*WHAT THE TASK REQUIRES*: Go through the data below and gather each line containing "auto".

[Opening RECORDS TO PROCESS section]

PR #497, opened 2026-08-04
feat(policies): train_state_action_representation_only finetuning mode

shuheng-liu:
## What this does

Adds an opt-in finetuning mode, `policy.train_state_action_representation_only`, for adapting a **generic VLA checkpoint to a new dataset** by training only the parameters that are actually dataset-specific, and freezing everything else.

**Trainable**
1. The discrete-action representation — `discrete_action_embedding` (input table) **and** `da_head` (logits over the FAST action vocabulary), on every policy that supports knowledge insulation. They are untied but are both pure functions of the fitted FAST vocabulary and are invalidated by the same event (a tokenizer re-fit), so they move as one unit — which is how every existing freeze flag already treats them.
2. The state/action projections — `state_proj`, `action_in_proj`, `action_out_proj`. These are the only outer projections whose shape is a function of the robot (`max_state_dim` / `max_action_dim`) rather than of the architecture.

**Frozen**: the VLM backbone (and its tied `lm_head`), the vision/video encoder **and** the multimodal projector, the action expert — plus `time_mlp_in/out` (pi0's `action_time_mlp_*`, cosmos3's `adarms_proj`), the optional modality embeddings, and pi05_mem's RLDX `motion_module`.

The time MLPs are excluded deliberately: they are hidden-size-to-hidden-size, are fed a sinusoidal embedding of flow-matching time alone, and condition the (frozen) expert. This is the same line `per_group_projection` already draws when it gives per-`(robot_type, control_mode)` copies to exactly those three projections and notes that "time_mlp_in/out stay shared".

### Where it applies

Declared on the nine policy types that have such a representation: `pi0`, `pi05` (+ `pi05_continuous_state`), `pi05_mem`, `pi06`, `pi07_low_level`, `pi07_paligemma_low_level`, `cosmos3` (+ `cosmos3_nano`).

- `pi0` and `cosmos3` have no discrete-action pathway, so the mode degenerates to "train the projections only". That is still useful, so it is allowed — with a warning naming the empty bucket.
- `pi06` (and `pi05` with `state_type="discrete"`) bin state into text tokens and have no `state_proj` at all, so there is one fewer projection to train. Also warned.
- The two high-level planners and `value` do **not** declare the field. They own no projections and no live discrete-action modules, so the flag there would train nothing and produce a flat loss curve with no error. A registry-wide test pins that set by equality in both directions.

[Closing RECORDS TO PROCESS section]
[Opening RECORDS TO PROCESS section]

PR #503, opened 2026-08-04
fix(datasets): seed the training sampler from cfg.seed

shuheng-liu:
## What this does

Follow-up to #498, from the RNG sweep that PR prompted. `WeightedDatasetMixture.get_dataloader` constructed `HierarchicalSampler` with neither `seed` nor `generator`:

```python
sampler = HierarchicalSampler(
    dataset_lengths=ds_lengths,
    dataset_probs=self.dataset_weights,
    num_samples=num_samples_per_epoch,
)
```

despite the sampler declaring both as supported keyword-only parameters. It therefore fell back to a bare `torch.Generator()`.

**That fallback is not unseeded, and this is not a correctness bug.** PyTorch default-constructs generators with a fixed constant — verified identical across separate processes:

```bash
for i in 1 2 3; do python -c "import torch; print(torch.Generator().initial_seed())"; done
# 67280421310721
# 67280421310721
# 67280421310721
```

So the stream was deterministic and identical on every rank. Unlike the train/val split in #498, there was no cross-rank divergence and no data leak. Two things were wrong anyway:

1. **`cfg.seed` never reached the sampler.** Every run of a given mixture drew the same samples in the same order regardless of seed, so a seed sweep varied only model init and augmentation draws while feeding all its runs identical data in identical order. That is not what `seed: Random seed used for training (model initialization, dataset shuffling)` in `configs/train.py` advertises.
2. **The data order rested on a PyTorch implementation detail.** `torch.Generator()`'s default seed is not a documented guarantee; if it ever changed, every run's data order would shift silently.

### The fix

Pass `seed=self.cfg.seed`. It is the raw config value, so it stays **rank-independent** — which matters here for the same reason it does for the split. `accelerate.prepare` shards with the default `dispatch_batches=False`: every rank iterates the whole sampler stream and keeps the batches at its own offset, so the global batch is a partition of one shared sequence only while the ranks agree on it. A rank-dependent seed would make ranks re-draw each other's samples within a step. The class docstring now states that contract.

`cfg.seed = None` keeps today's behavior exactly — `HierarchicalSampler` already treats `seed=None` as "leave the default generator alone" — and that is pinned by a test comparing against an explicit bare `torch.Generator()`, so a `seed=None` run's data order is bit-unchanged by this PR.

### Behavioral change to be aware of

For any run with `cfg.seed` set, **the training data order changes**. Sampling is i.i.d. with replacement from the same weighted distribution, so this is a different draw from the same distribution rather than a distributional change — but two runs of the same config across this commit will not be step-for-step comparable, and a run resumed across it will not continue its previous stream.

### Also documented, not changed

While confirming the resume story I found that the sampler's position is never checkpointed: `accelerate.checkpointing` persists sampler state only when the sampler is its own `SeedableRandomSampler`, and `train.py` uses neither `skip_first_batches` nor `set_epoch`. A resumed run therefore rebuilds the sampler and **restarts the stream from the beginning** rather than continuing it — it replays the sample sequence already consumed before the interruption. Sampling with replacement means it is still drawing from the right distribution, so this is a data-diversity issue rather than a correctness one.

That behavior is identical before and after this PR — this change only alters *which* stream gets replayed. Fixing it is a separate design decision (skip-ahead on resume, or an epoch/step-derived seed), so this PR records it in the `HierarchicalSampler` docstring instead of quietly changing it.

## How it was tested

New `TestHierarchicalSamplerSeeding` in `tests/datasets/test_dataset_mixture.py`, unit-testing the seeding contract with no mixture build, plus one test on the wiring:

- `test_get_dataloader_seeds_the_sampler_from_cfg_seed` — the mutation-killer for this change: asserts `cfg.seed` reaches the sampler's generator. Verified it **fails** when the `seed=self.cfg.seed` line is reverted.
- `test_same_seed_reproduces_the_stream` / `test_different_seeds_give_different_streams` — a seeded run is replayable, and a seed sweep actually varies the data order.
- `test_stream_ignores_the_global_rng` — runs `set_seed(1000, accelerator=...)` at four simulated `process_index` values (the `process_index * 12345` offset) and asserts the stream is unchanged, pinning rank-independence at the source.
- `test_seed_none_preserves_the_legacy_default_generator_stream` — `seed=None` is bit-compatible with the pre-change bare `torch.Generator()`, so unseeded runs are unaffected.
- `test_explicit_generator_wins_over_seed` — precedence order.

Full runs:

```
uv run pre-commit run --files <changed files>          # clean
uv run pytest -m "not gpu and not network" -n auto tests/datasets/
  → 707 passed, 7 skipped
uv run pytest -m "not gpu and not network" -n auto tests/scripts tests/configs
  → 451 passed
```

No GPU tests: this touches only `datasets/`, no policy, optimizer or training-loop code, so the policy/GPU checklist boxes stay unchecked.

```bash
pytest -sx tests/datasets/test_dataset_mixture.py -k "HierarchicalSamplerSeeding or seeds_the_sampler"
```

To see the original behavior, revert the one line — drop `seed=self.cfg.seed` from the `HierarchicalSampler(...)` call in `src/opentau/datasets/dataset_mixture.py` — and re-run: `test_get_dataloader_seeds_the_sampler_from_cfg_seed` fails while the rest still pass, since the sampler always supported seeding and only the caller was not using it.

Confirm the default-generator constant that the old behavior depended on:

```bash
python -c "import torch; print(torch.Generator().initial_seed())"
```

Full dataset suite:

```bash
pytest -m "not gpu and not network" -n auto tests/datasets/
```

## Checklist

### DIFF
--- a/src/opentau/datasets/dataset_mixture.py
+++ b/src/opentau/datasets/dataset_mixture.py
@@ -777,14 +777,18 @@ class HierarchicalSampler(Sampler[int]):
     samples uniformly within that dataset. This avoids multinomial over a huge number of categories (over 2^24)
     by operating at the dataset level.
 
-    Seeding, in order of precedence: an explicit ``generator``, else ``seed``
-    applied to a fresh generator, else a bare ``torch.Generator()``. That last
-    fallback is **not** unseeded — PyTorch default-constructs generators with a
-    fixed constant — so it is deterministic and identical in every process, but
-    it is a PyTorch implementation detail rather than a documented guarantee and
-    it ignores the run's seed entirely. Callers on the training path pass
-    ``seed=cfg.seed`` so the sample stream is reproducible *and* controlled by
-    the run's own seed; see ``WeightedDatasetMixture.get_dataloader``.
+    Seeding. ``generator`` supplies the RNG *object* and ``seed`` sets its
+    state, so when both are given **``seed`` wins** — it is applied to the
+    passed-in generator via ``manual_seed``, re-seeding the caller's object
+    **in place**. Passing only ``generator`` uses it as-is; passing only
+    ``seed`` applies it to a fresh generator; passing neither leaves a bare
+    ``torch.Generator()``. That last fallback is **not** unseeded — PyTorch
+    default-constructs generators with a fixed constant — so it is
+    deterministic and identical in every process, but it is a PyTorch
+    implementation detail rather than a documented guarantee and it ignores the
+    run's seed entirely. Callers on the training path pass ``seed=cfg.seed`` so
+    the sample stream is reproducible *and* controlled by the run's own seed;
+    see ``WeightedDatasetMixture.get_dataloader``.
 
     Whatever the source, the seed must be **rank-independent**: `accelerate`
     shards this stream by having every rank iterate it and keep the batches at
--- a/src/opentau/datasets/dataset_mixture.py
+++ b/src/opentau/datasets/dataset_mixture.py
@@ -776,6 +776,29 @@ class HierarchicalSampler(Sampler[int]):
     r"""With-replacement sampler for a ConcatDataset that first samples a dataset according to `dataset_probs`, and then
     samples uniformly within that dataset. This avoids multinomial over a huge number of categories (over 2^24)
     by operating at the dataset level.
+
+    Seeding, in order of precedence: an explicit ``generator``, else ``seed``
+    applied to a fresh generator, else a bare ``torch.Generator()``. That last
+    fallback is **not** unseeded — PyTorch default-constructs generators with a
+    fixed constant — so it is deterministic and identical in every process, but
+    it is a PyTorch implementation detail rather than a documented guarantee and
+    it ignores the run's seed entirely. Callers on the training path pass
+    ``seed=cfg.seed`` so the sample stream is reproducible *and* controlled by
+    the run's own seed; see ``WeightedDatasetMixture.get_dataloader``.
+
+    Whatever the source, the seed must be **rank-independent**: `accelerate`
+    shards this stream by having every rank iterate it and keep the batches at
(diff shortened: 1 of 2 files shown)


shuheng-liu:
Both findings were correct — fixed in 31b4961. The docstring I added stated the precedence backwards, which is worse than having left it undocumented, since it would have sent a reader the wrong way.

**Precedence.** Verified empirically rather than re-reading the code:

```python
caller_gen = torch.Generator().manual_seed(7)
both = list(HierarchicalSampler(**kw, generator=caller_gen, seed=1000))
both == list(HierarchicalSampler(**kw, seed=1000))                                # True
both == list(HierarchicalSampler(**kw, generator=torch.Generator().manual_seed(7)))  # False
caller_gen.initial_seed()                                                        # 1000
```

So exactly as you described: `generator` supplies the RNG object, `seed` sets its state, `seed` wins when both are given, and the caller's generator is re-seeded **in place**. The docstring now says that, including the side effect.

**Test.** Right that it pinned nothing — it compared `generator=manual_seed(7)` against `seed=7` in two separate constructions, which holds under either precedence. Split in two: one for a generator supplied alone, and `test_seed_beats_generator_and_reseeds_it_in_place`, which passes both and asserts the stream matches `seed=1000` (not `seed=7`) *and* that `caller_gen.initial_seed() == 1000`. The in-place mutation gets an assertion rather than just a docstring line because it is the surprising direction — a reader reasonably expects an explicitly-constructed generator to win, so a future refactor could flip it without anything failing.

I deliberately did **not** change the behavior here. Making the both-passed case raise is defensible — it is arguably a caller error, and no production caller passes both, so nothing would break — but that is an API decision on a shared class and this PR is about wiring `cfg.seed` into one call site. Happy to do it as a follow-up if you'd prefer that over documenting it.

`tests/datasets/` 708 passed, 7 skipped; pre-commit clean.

[Closing RECORDS TO PROCESS section]

*RESULT FOR THIS TASK*:
uv run pytest -m "not gpu and not network" -n auto tests/datasets/
uv run pytest -m "not gpu and not network" -n auto tests/scripts tests/configs
pytest -m "not gpu and not network" -n auto tests/datasets/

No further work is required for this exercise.